Es ist mitlerweile 22:20 und er hat immer noch keinen Unterschlupf gefunden. Der Regen durchnässt seine Klamotten und seine Reisetasche die er bei sich trägt. Was ein Jammer aber   auch...

Er stapft weiter am Waldrand entlang, zu der anderen Seite des Dorfes, wo er hätte den Bus kriegen können. Er gähnt und geht sich mit seiner rechten Hand durch sein blasses Gesicht, um seine etwas zu langen Haare aus den Augen zu wischen.
Er schaut zu seiner Rechten.
Das Dorf schläft schon. Alle Lichter sind aus. nur die wenigen Straßenlaternen helfen ihm dabei, den Weg nicht aus den Augen zu verlieren.
Dieser Moment hatte was gruseliges an sich.
,,Wenn ich als kleines Kind gesehen hätte, wie jemand nachts im Regen die Hauptstraße entlang trottet, hätte ich todesangst bekommen'', denkt er sich beim Gehen.
Er hat Zeit. Der nächste Bus kommt morgen früh. Dann muss er nie wieder an diesen grauenhaften Ort zurück kehren. Er macht eine kurze Pause auf einer alten Holzbank, diese aussieht, als wenn sie jeden Moment zusammen brechen würde. Er ist erschöpft und müde, doch trotzdem will er auf die andere Seite des Dorfes gehen, um dort unter der Bushaltestelle zu schlafen.
Daher macht er sich wieder auf den Weg.

Er ist schon tief in seinen Gedanken versunken, als plötzlich Scheinwerfer ihn von hinten anleuchten.
Er erschreckt und zuckt zusammen.
,,Wer ist das? Ein Auto? Ein Bus? Die Polizei? Hat man mich gesehen? Bitte nicht!'',denkt er sich und bleibt verängstigt stehen. Seine Augen zugekniffen.
Das Fahrzeug hält vor ihm an. Er öffnet die Augen und sieht einen schwarzen Bus.
,,Warum hält der Bus hier? Der Bus ist doch schon abgefahren?''
Nichts desso trotz geht er auf die vordere Tür zu um den Fahrer zu fragen.
,,Entschuldigen sie...'',stammelt er.
Der Busfahrer wirkt sehr düster und beängstigend auf ihn.
Er trägt einen langen schwarzen Mantel, einen alten schwarzen Zylinder, lange braune Haare und schwarze Lederhandschuhe.
Im Allgemeinen sieht er nicht sehr japanisch aus. Eher westlich, als käme er aus Schweden, Deutschland oder vielleicht auch Russland.
,,Entschuldigen sie...'',beginnt er seinen Satz erneut,,,Fahren sie nach Nahaya?''
,,Ich fahre sie hin, wo immer sie wünschen'',antwortet der Mann mit einer rauen, leicht bösartigen Stimme.
,,Also, sind sie so eine Art Taxi?''
Der Fahrer antwortet ihm nicht.
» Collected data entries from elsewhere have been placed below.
PR #6338, opened 2026-07-22
Research sending audited data to airbyte

mysteryGarlicPress:
Research for data insights team. Never to be merged, will be deployed to QA few times.

### DIFF
--- a/config/analytics.yml
+++ b/config/analytics.yml
@@ -26,6 +26,22 @@ shared:
     - recruitment_cycle_year
     - state
     - updated_at
+  audits:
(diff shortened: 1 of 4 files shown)


config/analytics.yml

Stattdessen blickt er starr geradeaus und beobachtet die mächtigen Regentropfen die aggressiv auf die Vorderscheibe schlagen.
,,Wieviel kostet eine Fahrt nach Nahaya Station?'',fragt er erneut, mit einem leicht genervten Unterton. Der Regen prasselte auf seinen Rücken, da er erst mit halben Fuß im Bus stand.
Stille.
,,Willst du jetzt mitfahren oder nicht?!'',schreit ihm der Busfahrer ins Gesicht.
Er zuckt, kneift die Augen zusammen und rennt panisch in den Bus hinein.
Er meint die raue Stimme hinter ihm lachen zu hören, doch dies kann genauso eine Einbildung sein. Man weiß es nicht.

Warum rennt er in den Bus? Er will doch viel lieber draußen bleiben und auf den Sonnenaufgang warten. Oder ist es diese wirkliche Dringlichkeit, die ihn gerade jetzt in diesen Bus zwingt? Diese Notwendigkeit, jetzt schnellstmöglich im Trockenen zu sitzen und eventuell etwas schlafen zu können. Ist das wichtiger als die Sicherheit am Ziel anzukommen und nicht von einem scheinhaften Bus weiß sonst wohin gefahren zu werden? Haha, das ist wirklich lustig.

Er setzt sich auf einen zufälligen Sitzplatz, atmet tief ein und aus und öffnet wieder seine Augen.
Er zuckt leicht zusammen, als er bemerkt, dass er nicht alleine ist.
Auf dem hinteren Sitzplatz sitzt ein Mädchen, welches in seinen Augen sicher genauso gruselig aussieht, wie der Busfahrer.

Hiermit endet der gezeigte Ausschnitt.